Intervista al regista Ridley Scott: «La storia di Getty dramma italiano e di una famiglia»

Il set al centro di Piazza Navona è già un film nel film. Assediato da turisti e curiosi, Ridley Scott gira la scena iniziale di All the Money in the World, ricostruzione del rapimento di Paul Getty III, nipote del petroliere miliardario fondatore della Getty Oil. Nel cuore di una notte romana di mezza estate, era il 10 luglio 1973, il rampollo sedicenne della celebre casata viene rapito in Piazza Farnese dalla ’ndrangheta calabrese, che pretende un riscatto di 17 milioni di dollari.

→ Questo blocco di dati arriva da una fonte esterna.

PR #1661, opened 2026-03-16
More Multiline Fixes

andymandias:
Fixes for:
- Re-sending IRCv3 multiline messages in the event they fail to send.
- Don't allow actions (`/me`) and regular PRIVMSGs to both be contained in a single IRCv3 batch, because the encoding for actions doesn't allow them both to exist in a single message.

Sent actions are also restricted to IRCv3 multline concatenation utilization (i.e. when IRCv3 draft/multiline is supported then one long `/me` can be sent, but an action with linebreaks cannot be).  This is more of a coherence/stylistic change rather than a fix.

### DIFF
--- a/data/src/capabilities.rs
+++ b/data/src/capabilities.rs
@@ -4,6 +4,7 @@ use std::string::ToString;
 
 use irc::proto::{self, Tags, command, format};
 
+use crate::message::formatting::{Formatting, Modifier, update_with_modifier};
 use crate::{Target, User, config, message};
 
 // This is not an exhaustive list of IRCv3 capabilities, just the ones that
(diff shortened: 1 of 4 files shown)


4e554c4c:
i really don't think ctcp should be allowed in a multiline batch, even if it uses multiline-concat

since this will be a malformed ctcp for any multiline-unsupporting client

andymandias:
By malformed, you mean subsequent lines won't show up as an action, correct?

4e554c4c:
even the initial line, no? since an action has to have x01 on both the beginning and end of the message.

andymandias:
Horse docs doesn't appear to require a trailing `\x01`: https://modern.ircdocs.horse/dcc.html#action

4e554c4c:
it requires it in sending, not in receiving https://modern.ircdocs.horse/ctcp#message-syntax

but i don't know if all software supports that

andymandias:
Are we not talking about other clients receiving?  Or is the worry a server won't support receiving it?

andymandias:
This appears to contain the relevant spec changes: https://github.com/ircv3/ircv3-specifications/pull/499/files

Which requires some changes to concatenation that I will incorporate into this PR.

4e554c4c:
formatting and ctcp are not really the same here, but yeah from this reading of the spec i think that starting with `0x1` could be ok? it's just a matter of what you do with the closing `0x1`

andymandias:
My reading of the prevailing sentiment in #ircv3 was that ACTION doesn't mix well with multiline, so I'm happy to forbid it on the expectation that we'll be in line with other implementations that way.  I will leave the concat-allowed version in the commit history, so it will be easy to switch back in the event sentiment changes.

Ma la trattativa è lunga e dolorosa perchè il vecchio patriarca (interpretato da Kevin Spacey) non ha nessuna intenzione di intaccare il suo immenso patrimonio per salvare la vita di quel nipote figlio dei fiori che, nella capitale, viveva la sua giovinezza dorata, tra ragazze, spinelli, collanine vendute per strada: «Ho 14 nipoti – dichiarò gelido il nonno – se comincio a pagare per uno, mi rapiscono anche gli altri». Quattro mesi più tardi, per spingere la famiglia a versare la quota, i rapitori inviarono alla sede del quotidiano Il Messaggero una busta contenente l’orecchio mozzato dell’ostaggio. Un mese dopo, in cambio di un miliardo e 700 milioni di lire, Paul Getty è libero, ma anche segnato per sempre dalla violenza subita e costretto, secondo gli accordi con l’anziano magnate, a restituire a rate, con l’interesse del 4%, la cifra ceduta alla ’ndrangheta. La sequenza girata da Scott, proprio accanto alla Fontana dei quattro fiumi, mostra l’avvio di una delle tante notti folli vissute da Paul e dai suoi amici. Si vede un nugolo di paparazzi che insegue una coppia celebre fino all’ingresso di un hotel, macchine d’epoca parcheggiate lungo il marciapiede e Paul (Charlie Plummer) che in gilet e pantaloni a zampa d’elefante passeggia con un gruppo di ragazze, immerso in una nuvola di marijuana. Un attimo dopo la sua vita cambierà per sempre, e l’unica a battersi per lui, fronteggiando l’aridità familiare, sarà la madre Gael Harris (Michelle Williams), all’epoca proprietaria di una boutique in Piazza di Spagna. Nel film, girato in otto settimane, tra Roma e Londra con una puntata in Giordania, prodotto da Imperative Entertainment e Scott Free Production, distribuito in Italia dalla Lucky Red di Andrea Occhipinti, recitano anche Mark Wahlberg nel ruolo del negoziatore della Cia e Marco Leonardi in quello del capo dei banditi. La data d’uscita non è stabilita, ma si immagina che almeno in Usa la pellicola esca entro l’anno, in tempo per correre agli Oscar.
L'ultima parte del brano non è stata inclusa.